Un homme accroupi, en équilibre précaire en haut d’un poteau, nous regarde. Cette pièce est évidée à sa base sur un diamètre de 13 cm. Vue de profil, la tête du personnage, projetée à l’avant des épaules, n’a presque pas de menton, voire de mâchoire inférieure. Ces traits nous laissent penser que le sculpteur (ou peut-être les sculpteurs ?) a travaillé de façon à représenter son personnage sous une perspective très particulière : vu du bas vers le très haut.
De fait, ce type de pièce faîtière est assez rare en Mélanésie, et, malgré le hasard qui a permis de photographier plusieurs exemplaires lors du passage de l’expédition de La Korrigane dans cette région de la rivière Yuat [1], nous n’avons pas de renseignements exacts sur l’origine et la fonction de cette sculpture. Le caractère exceptionnel du faîtage de maison cérémonielle de la collection Barbier-Mueller est pleinement dévoilé par le dos de la sculpture. Celui-ci donne l’impression que le sculpteur a parfaitement maîtrisé la dynamique des formes entre le dos, les jambes fléchies et la tête. Les traces laissées par l’herminette sont bien visibles et l’on peut dater cette oeuvre des premières décennies du XXe siècle.
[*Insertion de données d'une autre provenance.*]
PR #635, opened 2017-12-26
Adds button to allow users to toggle the book view via the books list…

### LINKED ISSUE #613: Add toggle to change view type on Books view
Instead of having a user setting in the profile view, Show buttons at the top of the page to switch between list and grid view.

If these are pressed by a logged in user the selected view would then be saved in the same way as the current profile setting.

Abijeet:
… page.

Closes #613

### DIFF
--- a/tests/UserProfileTest.php
+++ b/tests/UserProfileTest.php
@@ -103,7 +103,7 @@ class UserProfileTest extends BrowserKitTest
         $this->actingAs($editor)
             ->visit('/books')
             ->pageNotHasElement('.featured-image-container')
-            ->pageHasElement('.entity-list-item');
+            ->pageHasElement('.content .entity-list-item');
     }
 
     public function test_books_view_is_grid()
--- a/app/Http/Controllers/BookController.php
+++ b/app/Http/Controllers/BookController.php
@@ -46,7 +46,7 @@ class BookController extends Controller
             'books' => $books,
             'recents' => $recents,
             'popular' => $popular,
-            'new' => $new, 
+            'new' => $new,
             'booksViewType' => $booksViewType
         ]);
     }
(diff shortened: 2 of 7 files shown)


tests/UserProfileTest.php
```diff
@@ -103,7 +103,7 @@ public function test_books_view_is_list()
         $this->actingAs($editor)
             ->visit('/books')
             ->pageNotHasElement('.featured-image-container')
-            ->pageHasElement('.entity-list-item');
+            ->pageHasElement('.content .entity-list-item');
```
Abijeet: Just made the test a little more specific.

Abijeet:
@ssddanbrown - I think you might have a few things to add about the way I've handled this. Please let me know if you'd like me to make any changes.

Also I've written the test cases but I'm not able to get them to pass. Not really sure what's wrong. Any pointers will be appreciated.

yoginth:
it can be done only by admin, not the normal user!

yoginth:
Working Awesome!

yoginth:
surely need to be merged!

ssddanbrown:
Thanks @Abijeet for implementing this. Sorry I didn't answer your questions here and on the issue.

Your implementation looked good and I agree that UserController was probably the best place for this. If found to be awkward we can always move it in the future. 

I done a few tweaks after pulling down and playing with it, All under commit: 141bf227251287174d0a4cff833b88762031e6a1

I moved the toggle to the left to separate UI options and actions which aligns it with the homepage. I changed the HTTP method to PATCH as that seemed to be the most suited to me (Since we're `PATCH`ing the user settings with a single change). I also updated the button to change text and icon depending on view so the action behind the button is clear to the user.

Thanks again!

Abijeet:
Thanks, the changes you made make sense. I will keep it in mind for future.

Selon le mythe recueilli dans le village de Kinakaten, la position accroupie de l’homme se réfère implicitement à la scène où le héros du temps ancestral, Bilishoi, redevenu malveillant après avoir quitté ses soeurs et son village d’origine, tue des hommes construisant une maison cérémonielle. Contraint de se défendre contre les hommes qui l’attaquent avec leurs arcs et leurs flèches, il se réfugie au faîte de la maison. Avec ses coudes, il dévie les lances, mais est finalement atteint par l’une d’elles, projetée à l’aide d’un propulseur par un homme du Sepik avoisinant. Son corps sera bouilli puis mangé par ceux qu’il vient d’agresser [2]. Cette effigie ranimait la mémoire sur l’origine de la mort due à la guerre et sur le destin d’un homme trop puissant pour respecter les règles sociales.